There are, of course, challenges. Many schools face an uphill climb in trying to integrate disconnected systems and pull the data into a comprehensive real-time view of the student that could then be used to produce meaningful analytics. There are also other concerns, such as the mining of data, particularly on student completion rates, in an ethical manner. “We do that in a respectful way,” explained Dave Johnson, PhD, Director of Research and Analytics at Colorado State University. “We’re in close contact with our IRB board on data security, and we’re keenly interested in the ethics of data. We want to look out for our students and make sure they have the right concerns about privacy, coupled with providing speaking events with students and faculty to discuss those issues,” he said.

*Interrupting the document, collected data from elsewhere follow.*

PR #4267, opened 2026-04-28
Splitting API Keys into two types (Global, Tenant)

JohnBergant:
- Update the documentation to reflect that some endpoints will flat out reject tenant-context.
- Add a new API Key icon and type.
- Add a new page for endpoints that are authenticated with API Keys.


nathan-contino (approved):
LGTM, almost like I've already reviewed this content!

PR #4269, opened 2026-04-29
DevTools CodeMirror bugfix

brob:
Updates URL encoder, Base64 encoder, and Saml vs Oauth pages to work with TextArea component


nathan-contino (approved):
LGTM to the ol' query switcheroo

PR #4270, opened 2026-04-29
fix: limit ScrollSpy to h2 and h3 headings, add header link validation

ColinFrick:
The TOC only shows h2 and h3 elements (`depth={2} maxDepth={3}`)

Scroll Spy did try to also handle h4 (to h6), meaning when those elements were present in the content it tried to highlight them in the TOC.

This change limits the headers to h2 and h3, and also handles the case if an element is not found in the TOC.


nathan-contino (approved):
LGTM, good catch. nice to cut down on the unnecessary querySelectors!

PR #4271, opened 2026-04-30
Update the reindex action to be global

JohnBergant:
Adding Global Auth on ReIndex.


nathan-contino (approved):
LGTM. I should have caught this!

PR #4273, opened 2026-04-30
refactor: use astro font provider for Inter

ColinFrick:
Current the font [Inter](https://fontsource.org/fonts/inter) is loaded directly from the Inter website https://rsms.me/inter/

This change uses the built-in font provider of Astro to load the font, making it faster and less error prone.


nathan-contino (approved):
LGTM!

nathan-contino:
Added bonus: this font variant doesn't include the strangely 'lifted' colons that used to bother me all over our site. Much nicer. Thank you!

STATISTICAL CLUES TO HUMAN ENGAGEMENT
While analytics are proving to be a successful way to help colleges and universities seek new ways to measure and improve student outcomes, a better understanding of data might also yield some surprising results in another area. “We should be splitting up that term—academic and learning analytics,” said CSU’s Johnson, “Academic analytics help with things like first-year persistence rates, graduation rates, even the success of certain programs,” he says. “Learning analytics can help us determine what’s happening in the course and just how our students are learning. Whether or not they’re taking away that key knowledge and those key skills that are not only going to help them with their majors, but whatever they’re going to choose as their professional career.”